• **Your task**: Show every line of the data where the word "platformio" can be found.

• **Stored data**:
PR #8165, opened 2021-06-23
Add errors on invalid/missing function return type

earlephilhower:
GCC 10.x seems to have a knack for crashing when a function which is declared
to return a value does not.  Add a warning, present on all builds, when this
is the case.  For more info see
https://github.com/esp8266/Arduino/discussions/8160

Thanks to @hreintke for the tip

### DIFF
--- a/platform.txt
+++ b/platform.txt
@@ -21,11 +21,11 @@ runtime.tools.mkdir={runtime.platform.path}/tools/mkdir.py
 runtime.tools.cp={runtime.platform.path}/tools/cp.py
 runtime.tools.eboot={runtime.platform.path}/bootloaders/eboot/eboot.elf
 
-compiler.warning_flags=-w
-compiler.warning_flags.none=-w
-compiler.warning_flags.default=
-compiler.warning_flags.more=-Wall
-compiler.warning_flags.all=-Wall -Wextra
+compiler.warning_flags=-w -Werror=return-type
+compiler.warning_flags.none=-w -Werror=return-type
+compiler.warning_flags.default=-Werror=return-type
+compiler.warning_flags.more=-Wall -Werror=return-type
+compiler.warning_flags.all=-Wall -Wextra -Werror=return-type
 
 build.lwip_lib=-llwip_gcc
 build.lwip_include=lwip/include
--- a/tools/platformio-build.py
+++ b/tools/platformio-build.py
@@ -62,6 +62,7 @@ env.Append(
         "-std=gnu17",
         "-Wpointer-arith",
         "-Wno-implicit-function-declaration",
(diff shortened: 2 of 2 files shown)


d-a-v (approved):

dok-net:
This warning is basically a must-have on the ESPs. Is there a way to treat it as an error? Because that what it really is on this architecture, returning from non-void function without a return statement.

mcspr:
> This warning is basically a must-have on the ESPs. Is there a way to treat it as an error? Because that is what it really is on this architecture, returning from non-void function without a return statement.

Notice it is not just -W, but -Werror. Turns out gcc can selectively pick warnings to be treated as errors

dok-net:
@me-no-dev In reference to the now closed discussion about https://github.com/espressif/arduino-esp32/pull/5310, would you see any value in this and get it inserted into the right places, instead of the simple warning, that I am already getting for such misuses (`warning: no return statement in function returning non-void [-Wreturn-type]`)?

me-no-dev:
@dok-net I will accept the same change in the ESP32 repo 😄

dok-net:
@me-no-dev Before moving over there (sorry ESP8266 guys for talking about ESP32 here), you recently said:
> all of the changes that you have made are to files that are auto generated by the lib builder. They will not stick. The lib builder get's the flags from IDF's compile process.

The files were `platform.txt`, and `tools/platformio-build-esp32*.py`.
Predictably, now I am confused, shall I PR a change to these files in the ESP32 repo or not? Mind you, I am not familiar with "the lib builder" or the IDF.

me-no-dev:
just `-Werror=return-type` can be added to platform.txt. Nothing else from your previous PR

dok-net:
@earlephilhower This is from ESP32,
```
compiler.warning_flags.more=-Wall -Werror=all
compiler.warning_flags.all=-Wall -Werror=all -Wextra
```

What do you think about `-Werror=all`and `-Wextra` for `flags.more` and `flags.all`, respectively? I can't image there is any difference between ESP8266 and ESP32 that requires this difference? Of course this is before this PR, but I'm just about to duplicate that to ESP32, so I could use some guidance on whether to make this the same.

mcspr (commented):
Also need to update tools/platformio-build.py
https://github.com/esp8266/Arduino/blob/d3136738ad2eb96ba40675f4b9d83f6da8cf32a1/tools/platformio-build.py#L61-L87

I guess CCFLAGS is the correct choice, based on underlying build system docs:
https://scons.org/doc/latest/HTML/scons-user/apa.html
> CCFLAGS
> General options that are passed to the C and C++ compilers.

• **Task solution**:
--- a/tools/platformio-build.py
+++ b/tools/platformio-build.py
The files were `platform.txt`, and `tools/platformio-build-esp32*.py`.
Also need to update tools/platformio-build.py
https://github.com/esp8266/Arduino/blob/d3136738ad2eb96ba40675f4b9d83f6da8cf32a1/tools/platformio-build.py#L61-L87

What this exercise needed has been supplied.